The largest plane in the world – Ukraine's Antonov-225 cargo plane – was destroyed by Russian strikes outside Kyiv on the fourth day of Moscow's invasion, Ukraine's state-owned Ukroboronprom group said Sunday.
"Russian invaders destroyed the flagship of the Ukrainian aviation, the AN-225" at the Antonov airport in Gostomel near Kyiv, the group said in a statement.
The aircraft was unique to the world, at 84 meters long (276 feet) it could transport up to 250 metric tons (551,000 pounds) of cargo at a speed of up to 850 kilometers per hour (528 mph).
It had been named "Mriya", which means "dream" in Ukrainian.
"This was the world's largest aircraft, AN-225 'Mriya'," Ukraine's Foreign Minister Dmytro Kuleba tweeted Sunday.
"Russia may have destroyed our 'Mriya'. But they will never be able to destroy our dream of a strong, free and democratic European state. We shall prevail!", he added.
Gostomel airport has seen violent clashes since the start of Russia's invasion, launched by President Vladimir Putin Thursday.
The Russian army has said it is trying to seize strategic infrastructure.
Weapons manufacturer Ukroboronprom estimated that restoring the "Mriya" would cost over US$3 billion (2.7 billion euros) and could take over five years.

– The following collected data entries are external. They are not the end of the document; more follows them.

PR #5450, opened 2024-02-09
chore: LEAP-622: bump LaunchDarkly SDK

jombooth:
Bumping LD python SDK from 7.x.x to 8.2.1 per the advice in their 8->9 [migration guide](https://docs.launchdarkly.com/sdk/server-side/python/migration-8-to-9), which says "Before you migrate to version 9.0, we recommend updating to the latest 8.x version." This seems safer, and the EOL is within a couple months of the EOL of v9

image


jombooth:
closing in favor of #5451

⚡️BREAKING:— Illia Ponomarenko 🇺🇦 (@IAPonomarenko) February 27, 2022
The world's greatest cargo aircraft, Ukraine's Antonov An-225 Mriya, along with some other giant jets parked in Hostomel, was ruined amid a Russian attack at the Antonov Airfield. pic.twitter.com/ccWzPikpbK
"Our mission is to ensure that these expenses are covered by Russia, which deliberately inflicted damage on Ukraine's aviation," the group said.

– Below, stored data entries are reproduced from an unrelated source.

PR #5452, opened 2024-02-10
Added input and classes to the response payload of get compatible projects API

forum-hs:
Added input and classes to the response payload of get compatible projects API and added tests

_(check all that apply)_
- [ ] Product design
- [ ] Backend (Database)
- [x] Backend (API)
- [ ] Frontend

#### What does this fix?
_(if this is a bug fix)_

_(check only one)_
- [x] No

_(check all that apply)_
- [ ] e2e
- [ ] integration
- [x] unit

### DIFF
--- a/label_studio/ml_models/api.py
+++ b/label_studio/ml_models/api.py
@@ -1,6 +1,5 @@
-import drf_yasg.openapi as openapi
+from core.label_config import get_all_labels
 from core.permissions import ViewClassPermission, all_permissions
-from django.conf import settings
 from django.utils.decorators import method_decorator
 from drf_yasg.utils import swagger_auto_schema
 from ml_models.models import ModelInterface
@@ -100,6 +99,28 @@ class ModelCompatibleProjects(generics.RetrieveAPIView):
                         if input.get('type', '') == 'Text':
                             return True
         return False
+    def build_inputs_payload(self, project):
+        parsed_config = project.get_parsed_config()
+        # using this to remove duplicate inputs 
+        input_map = {}
+        for tag in parsed_config:
+            for input in parsed_config[tag].get('inputs',[]):
+                input_type = input.get('type',None)
+                input_name = input.get('value', None)
+                if input_type and input_name and f'{input_type}_{input_name}' not in input_map:
+                    input_map[f'{input_type}_{input_name}'] = {
+                        'type': input_type,
+                        'name': input_name
+                    }
+        return list(input_map.values())
+
+    def build_classes_payload(self, project):
+        labels, _ = get_all_labels(project.label_config)
+        return sorted(list(set([
+                    label
+                    for label_list in labels.values()
+                    for label in label_list
+                ])))
     
     def get_queryset(self):
         return Project.objects.with_counts(fields = ['total_annotations_number']).filter(organization=self.request.user.active_organization, total_annotations_number__gt=1)
@@ -109,10 +130,14 @@ class ModelCompatibleProjects(generics.RetrieveAPIView):
         compatible_project_list = []
         for project in user_projects:
             if self._is_project_compatible(project=project):
+                inputs = self.build_inputs_payload(project=project)
+                classes = self.build_classes_payload(project=project)
                 compatible_project_list.append(
                     {
                         'title': project.title,
                         'id': project.id,
+                        'inputs': inputs,
+                        'classes' : classes
                     }
                 )
         result = {
--- a/label_studio/ml_models/api.py
+++ b/label_studio/ml_models/api.py
@@ -99,7 +99,7 @@ class ModelCompatibleProjects(generics.RetrieveAPIView):
                         if input.get('type', '') == 'Text':
                             return True
         return False
-    def build_inputs_payload(self, project):
+    def _build_inputs_payload(self, project):
         parsed_config = project.get_parsed_config()
         # using this to remove duplicate inputs 
         input_map = {}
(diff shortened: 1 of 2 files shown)


label_studio/ml_models/api.py
```diff
@@ -1,6 +1,5 @@
-import drf_yasg.openapi as openapi
```
pakelley, line 1: I take it these removed imports just weren't being used?

label_studio/ml_models/api.py
```diff
@@ -100,6 +99,28 @@ def _is_project_compatible(self, project):
                         if input.get('type', '') == 'Text':
                             return True
         return False
+    def _build_inputs_payload(self, project):
+        parsed_config = project.get_parsed_config()
+        # using this to remove duplicate inputs 
+        input_map = {}
+        for tag in parsed_config:
```
pakelley, line 106: Up to you what you think is most clear, but I think we can simplify this logic by reducing into a set, then just mapping back into a dict. Something like:
```python
unique_tags = {
    (("type", tag["type"]), ("value", tag["value"]))  # tuple of tuples, to make it hashable and still simple to map back to a dict
    for tag in parsed_config.values() 
    if ("type" in tag) and ("value" in tag)
}
return list(map(dict, unique_tags))
```

label_studio/ml_models/api.py
```diff
@@ -100,6 +99,28 @@ def _is_project_compatible(self, project):
...
+                if input_type and input_name and f'{input_type}_{input_name}' not in input_map:
+                    input_map[f'{input_type}_{input_name}'] = {
+                        'type': input_type,
+                        'name': input_name
+                    }
+        return list(input_map.values())
+
+    def _build_classes_payload(self, project):
+        labels, _ = get_all_labels(project.label_config)
+        return sorted(list(set([
```
pakelley, line 119: Why do we need this to be sorted?

label_studio/ml_models/api.py
pakelley: Ah, I missed one layer of complexity wrt the "inputs" key, I guess it would be more like:
```python
input_tags = [tag["inputs"] for tag in parsed_config.values() if "inputs" in tag]
unique_tags = { 
    (("type", tag["type"]), ("value", tag["value"])) # tuple of tuples, to make it hashable and still simple to map back to a dict 
    for tag in input_tags.values() 
    if ("type" in tag) and ("value" in tag) 
} 
return list(map(dict, unique_tags))
```
Again, whatever seems most clear to you, but imo this makes it very clear that we're explicitly filtering for input tags, imo. 
Also I figure both will run very fast, but if speed is a concern I'd expect these to be about the same. In yours we only loop once but in this I think we do less per iteration (i.e. less string construction and conditionals)

label_studio/ml_models/api.py
forum-hs: yes

label_studio/ml_models/api.py
forum-hs: I have seen this practice be used before when response contains list to retain consistent order, so that we do not change the order in every time we provide the response, will confuse user, we can either sort it in backend or frontend would do before displaying it, and it makes testing easier.

label_studio/ml_models/api.py
hakan458: This is like a leetcode answer haha I dont disagree its cleaner in a way, but less readable IMO 
I'll leave it up to you Forum

label_studio/ml_models/api.py
hakan458: For testing it doesnt matter we can specify that order does not matter 
For displaying consistent results to the use I agree it could be nice to see labels sorted, but Im also thinking that they might have it in their label config in the order that they want already (might not be alphabetical) and we would return it in the same order to them anyway each time

label_studio/ml_models/api.py
forum-hs: @pakelley - the code you wrote doesnt take into consideration that tag['inputs'] is of type list of dictionaries and not dictionary, so input_tags becomes a list of list of dictionaries, that is the reason I created an input map to collapse all the list into unique values. I would keep the code as is since that is more clear to me

label_studio/ml_models/api.py
forum-hs: So since I put it in a set the order would change as compared to label config on every call, are we okay with that?

hakan458: Thats true from a quick test it looks like `list(set())` is already sorting it, so the sorted call is redundant anyway, I think its ok not an important detail for now at least. Easy change in the future if we ever need

label_studio/ml_models/api.py
pakelley: lol I don't know if it's quite leetcode cryptic, but I don't mind either way 😁 
I'd prefer if we at least leave a comment here that we're filtering out non-input tags though, since it's pretty easy to miss this in the current implementation (imo). A brief docstring to this effect would also be fine too, if you'd prefer.

label_studio/ml_models/api.py
pakelley: Ah yeah, makes sense. Yeah, I'd prefer if we remove the `sorted` in this case, but it's not a blocker for me

pakelley (approved):
I'd like to get in the comment on filtering non-input tags and to remove the semi-redundant `sorted` call, but neither of these are blocking imo 👍

label_studio/ml_models/api.py
hakan458: What do you mean, isnt that the whole point, to get input tags? 
`for input in parsed_config[tag].get('inputs',[]):`

label_studio/ml_models/api.py
hakan458: Agree we should remove sorted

Initially built as part of the Soviet aeronautical program, the An-225 made its first flight in 1988.
After years of not flying after the fall of the Soviet Union, the only existing copy made a test flight in 2001 in Gostomel, about 20 kilometers (12 miles) from Kyiv.
It has been operated by Ukraine's Antonov Airlines for cargo flights and was in high demand during the start of the COVID-19 pandemic.